Authors with Six and Up
Now our set of candidates is larger and our average amount of training data has dropped. The correctness results do drop, although they remain respectable. Around 82.6% of chunks are correctly recognized. For the per‐blog aggregated scores, we correctly recognize 41 of 46, with three more being the second “guess” (that is, the author with the second-highest assessed probability).
Four and Up
Here we start to fare poorly. This is not due to the relatively larger candidate pool (at 41), but more because for many, the amount of training data is just not sufficient. We now get around 60% correct recognition at the chunk level, with 64% of the blog posts (50 out of 78) correctly classified according to summed chunk scores, and another 17% going to the second guess.
So How Do I Look? And Who Wrote Me?
Here we step into what I will call “blog introspection.” I took the initial draft of this blog post, up to but not including this subsection (since this and later parts were not yet written). After running through the same processing (but not breaking into chunks), we obtain an image.
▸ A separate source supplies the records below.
PR #515, opened 2017-08-31
Add Foobar2000

54:
Adds Foobar2000 - a very popular and powerful music player.

Using Videhelp as a mirror because the official site uses a timed hash to prevent hotlinking.

### DIFF
--- a/foobar2000.json
+++ b/foobar2000.json
@@ -2,30 +2,29 @@
     "version": "1.3.16",
     "license": "Commercial",
     "homepage": "http://www.foobar2000.org/",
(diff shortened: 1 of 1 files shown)


r15ch13:
Both versions save all settings to the current directory, but only the portable version delivers theses files initially.
One problem I couldn't solve is with the `theme.fth` which can't be hardlinked. Foobar2000 isn't able to write changes to this file so they reflect back to the persistent directory.

54:
Yeah, it only seems to want to work with a symlink. Everything else appears to be good, though.

r15ch13:
Let's use the installer. All settings will be in `%appdata%` and we don't have to worry about them 😁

When tested with the first classifier (the one trained on the 10 most prolific authors), the scores for the respective authors are as follows:
This is fairly typical of the method: several scores are approximately equal at some baseline, with a small number (one, in this case) being somewhat larger. That outlier is the winner. As it happens, that outlier was me, so this blog authorship was correctly attributed.
Final Thoughts
The experiments indicate how a particular method of stylometry handles a data source with a moderate number of authors (which tends to make the problem easier), but also does not have large amounts of training data per author (making the task more difficult). We have seen an expected degradation in performance as the task becomes harder. Results were certainly not bad, even for the most difficult of the experiment variants.
The method described here and, in more detail, in the DFPb (and in published literature), is only one among a sea of literature. While it has outperformed nearly all others on several benchmarks, it is by no means the last word in authorship attribution via stylometry. A possible future direction might involve hybridizing with one or more different methods (wherein some sort of “ensemble” vote determines the classification).
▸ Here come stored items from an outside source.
PR #569, opened 2017-10-03
WIP: Add Oracle JDK 9

ruifigueira:
Proposal to add Oracle JDK 9. I basically modified `oraclejdk` to install Oracle JDK 9+181, and passed Oracle JDK 8 into `oraclejdk8`.

Installation is working properly, but I didn't test `checkver` and `checkver`.

PR #576, opened 2017-10-05
Oracle Java 9

se35710:
Should be future proof with the new version naming model.

I am aware of the work from PR #569, but this also includes the other Java 9 manifests. Also, installer is not run for the JDK, it's just unzipped.

The version should be harmonized with [scoop](https://github.com/lukesampson/scoop) PR [#1727](https://github.com/lukesampson/scoop/pull/1727)

### DIFF
--- a/oraclejdk.json
+++ b/oraclejdk.json
@@ -1,46 +1,34 @@
 {
     "homepage": "http://www.oracle.com/technetwork/java/javase/overview/index.html",
-    "version": "8u144-b01",
+    "version": "9-181",
     "architecture": {
         "64bit": {
-            "url": "http://download.oracle.com/otn-pub/java/jdk/8u144-b01/090f390dda5b47b9b721c7dfaa008135/jdk-8u144-windows-x64.exe",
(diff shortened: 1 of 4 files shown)


yeikel:
@se35710 You need to resolve the conflicts before we can consider merging it

se35710:
@yeikel Once a decision is made regarding PR [#1727](https://github.com/lukesampson/scoop/pull/1727), then I will resolve the conficts. Oracle Java 8 still have releases, so it makes more sense to wait.

h404bi:
I think once we update JAVA to 9, we should move 8 to [versions](https://github.com/scoopinstaller/versions) bucket.

se35710:
@r15ch13 @lukesampson What do you say, should we try to make this happen? Either this or #569. I can remove the `oracle8.json` file and update to current versions...

rasa:
See https://github.com/BjoernPetersen/scoop-bucket/blob/master/oraclejdk9.json

se35710:
@rasa It runs the installer though. With Java 9 and Java 10 you can unzip the exe, and then unzip the tools.zip file.

se35710:
Replaced with #864.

It should be noted that the training and test data are in a certain sense homogeneous: all come from blog posts that are relevant to Wolfram Research. Another open area is whether, or to what extent, training from one area (where there may be an abundance of data for a given set of authors) might apply to test data from different genres. This is of some interest in the world of digital forensics, and might be a topic for another day.
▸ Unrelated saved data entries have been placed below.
PR #579, opened 2017-10-09
add rufus

winteryoung:


r15ch13:
Nice!
But it's not starting in portable mode because the shortcut doesn't have the working directory set.

winteryoung:
It seems currently scoop doesn't support setting working directory to shortcuts. Is that right?

winteryoung:
Or we may set the working directory to the app directory automatically?

winteryoung:
https://github.com/lukesampson/scoop/pull/1757
Addressing this on this PR.

PR #595, opened 2017-10-18
Update rabbitmqadmin to version 3.6.12

brandon93s:
Update to 3.6.12

Bin script is still valid.


brandon93s:
Held off on autoupdate for now. 3.7 is in RC and could require some other changes.

PR #596, opened 2017-10-18
updated to 3.9.1

doxicity:
Links/checksum from: http://dist.springsource.com/release/STS/index.html


r15ch13:
Nice. Can you try to fix the regex so it matches the eclipse version e4.7.1a? The 1a seems to be the problem here. :smile:

r15ch13:
👍

PR #601, opened 2017-10-21
Add Idea EAP

Hollow1838:
Hello, I'm using idea eap at work which is basically ultimate with additional features, free and usable for commercial uses. I personnaly think it's a great addition but I would understand if you don't think so.

Thanks for your work 👍


Hollow1838:
Might need to check the version check, I'm not too familiar with the tool finding the version. Here the build number is the version

r15ch13:
Added the ultimate eap version and fixed the community eap URL.

PR #619, opened 2017-10-30
pandoc: remove optional dependency on latex, add suggestion instead

oltolm:
Hello,

I tried installing pandoc 2.0 and scoop started installing miktex. MiKTeX is a huge download 191 MB and an *optional* dependency and I already have it installed.

I changed MiKTeX from a dependency to a suggestion.


r15ch13:
Good idea💡

PR #620, opened 2017-10-30
Update idea-ultimate-eap.json

Hollow1838:


Hollow1838:
Apparently, they make changes using the same build number...

r15ch13:
`a513f06a12842708e74dc1706079ce8ef810198e48f313ac08cd978bd0f72806` seems to be the right hash. Downloaded it with firefox and aria2c. Maybe your download failed?

Hollow1838:
Yes my bad, our network suck ^^". I didn't see a package corrupted message so I though it was only hash.

PR #621, opened 2017-11-01
Add Emacs HOME environment variable

cilq:
Adding this variable sets the location of the init file for emacs.
The value points to the users home directory which allows a
configuration through ~/.emacs and ~/.emacs.d like on unix machines.

### DIFF
--- a/emacs.json
+++ b/emacs.json
@@ -46,6 +46,9 @@
             }
         }
     },
+    "env_set": {
+        "HOME": "$HOME"
+    },
     "shortcuts": [
         [
             "bin\\runemacs.exe",


oltolm:
I don't set `%HOME%` and have no problems using emacs on Windows.  Emacs looks for `.emacs` in the `%APPDATA%` directory. Why is this a problem?

cilq:
You are right, not setting HOME does not prevent you from using Emacs. It really is an opinionated change because this behavior renders the ~ shorthand inside Emacs pretty useless and also trips up a lot of new users.

oltolm:
I'm sorry, I still don't understand what you mean. What is the problem with `~` and how does this patch solve it? I use `~` all the time in Emacs and don't see a problem. What is the value of `$HOME` in your patch?

cilq:
Ok, I will try to explain by walking you through the events that led to my decision of creating this patch. First off I have to say that I am usually a Unix user and that I'm still fairly new to Emacs, which might explain why I thought this patch would be a good idea :).

I wanted to give spacemacs a try and followed their installation instructions which didn't work. It took some time before I even considered the option that Emacs might behave differently on Windows and found numerous threads on the internet of people having the same issue.

So I moved the configuration to `%APPDATA%`, started Emacs and wanted to edit a file, let's say the scoop app-manifest of Emacs. In Powershell I can look at the file by doing something like this: `cat ~/scoop/buckets/extras/emacs.json` but opening `~/scoop/buckets/extras/emacs.json` in Emacs failed, because `~` does not point to `%USERPROFILE%` but `%APPDATA%`.

Of course I can always do something like `~/../../scoop...` but this becomes old quite fast. Ultimately having the configuration in `%APPDATA%` would be ok for me, but having `~` point there as well is really ill-conceived to me. But than again maybe because I lack some knowledge of Emacs I missed something?

By setting the `%HOME%` to `$HOME` which is identical to `%USERPROFILE%` [(Reference)](https://docs.microsoft.com/en-us/powershell/module/microsoft.powershell.core/about/about_automatic_variables?view=powershell-3.0) I created the behavior I expected in the first place.

oltolm:
Thanks for the explanation. I understand why you want this change, and I'm against it. Setting `%home%` to `%userprofile%` means that Emacs won't be able to find the configuration and everyone will either have to change the value of the `%home%` variable or move the configuration to `%userprofile%`.

In my opinion scoop should never force the user to move application data. Every application should work the same, whether it was installed through scoop or through the installer.

cilq:
Ok, I do understand your decision and will add this change to my personal configuration somehow.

Nice post Daniel! Can you share any results on the accuracies of this method?
Thanks Seth. I’m not sure what you mean by “accuracies” since there are at least a couple of w possible interpretations. (1) Did the code guess a chunk of text correctly? (2) What probability did the highest score receive, and what were other probabilities? The percentages I showed in the post cover (1). For (2), a typical case for the “Eight or More” scenario was along the lines I showed for my own draft: top score is around 25-30%, others all flat-line at the average of 100-topscore. When there are more possible outcomes, the top score tends to drop; that’s one reason this does not extend into the many thousands of authors. (it has done well on a benchmark with 1000 authors, but that’s as far as I was able to take it). I hope to give a bit more detail on this in a later blog, by the way.